Why do non-orthogonal basis functions encode 'redundant' information in transforms?

I'm currently learning about wavelets and keep running into this idea of redundancy involved with the continuous wavelet transform. What I have gathered so far is that there is some 'commonality' between the wavelets in the continuous wavelet transform. Thus, by doing the full transform, you actually collect redundant information.

However, I'm not sure if I fully understand this. Why is it that there was never this topic of redundancy when doing the fourier transform? Well I will guess that the answer to that is due to the fact that all sinusoidal functions of different frequencies are orthogonal to one another. Thus when you do the fourier transform, you don't encode redundant information.

So I've concluded that by having orthogonal functions, there becomes no redundancy of encoding information regarding the signal. However, I'm looking for an 'Explain Like I'm Five' type explanation of why orthogonal basis functions remove redundancy.

For some reason I have a feeling that the entire concept could be explained in 2D space using the concept of projections.. but i'll wait to see.


Listen to your gut.

Let’s look at a pair of linearly independent unit vectors $\mathbf u$ and $\mathbf v$ in $\mathbb R^2$. (They don’t really have to be unit vectors, but omitting all of the normalization factors that would otherwise be necessary reduces clutter.)

enter image description here

If $\mathbf v$ is not orthogonal to $\mathbf u$, then they overlap: there’s a component of $\mathbf v$ that’s parallel to $\mathbf u$, i.e., $\mathbf v$ contains a redundant non-zero scalar multiple of $\mathbf u$. Similarly, $\mathbf u$ has a redundant $\mathbf v$-component.

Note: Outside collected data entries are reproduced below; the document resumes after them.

PR #1544, opened 2015-04-20
Fix updates

knewmanTE:
It turns out some of my frameworks weren't properly updating the database when their update requests. This has been fixed.


hamiltont:
o.O wowo. Glad you caught that

knewmanTE:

If we have an orthonormal basis $(\mathbf u,\mathbf v)$ of $\mathbb R^2$, we can express a vector $\mathbf w$ as a linear combination of the basis vectors via orthogonal projection: $$\mathbf w=\pi_{\mathbf u}\mathbf w+\pi_{\mathbf v}\mathbf w=(\mathbf u\cdot\mathbf w)\mathbf u+(\mathbf v\cdot\mathbf w)\mathbf v.$$ If we try to do this with non-orthogonal basis vectors, however, it doesn’t work.

enter image description here

The problem is that those overlaps between $\mathbf u$ and $\mathbf v$ are overcounted when we add up the individual projections. The red vector in the above diagram is the redundant contribution of the orthogonal projection onto $\mathbf v$, and the blue is a redundant contribution from projection onto $\mathbf u$.

The same thing occurs when the vectors are functions instead of elements of $\mathbb R^2$. If the basis vectors aren’t orthogonal, then they overlap to some degree and individual orthogonal projections onto them contribute redundant elements to the sum.

The Gram-Schmidt process finds and eliminates such redundancies among a set of vectors. Another way to eliminate them is to change the direction of projection so that it’s parallel to the other basis vector. In higher-dimensional spaces, that can be generalized to projecting parallel to the given basis vector onto its complement and then subtracting that projection from the original vector, but that’s pretty much what you do when applying the Gram-Schmidt process.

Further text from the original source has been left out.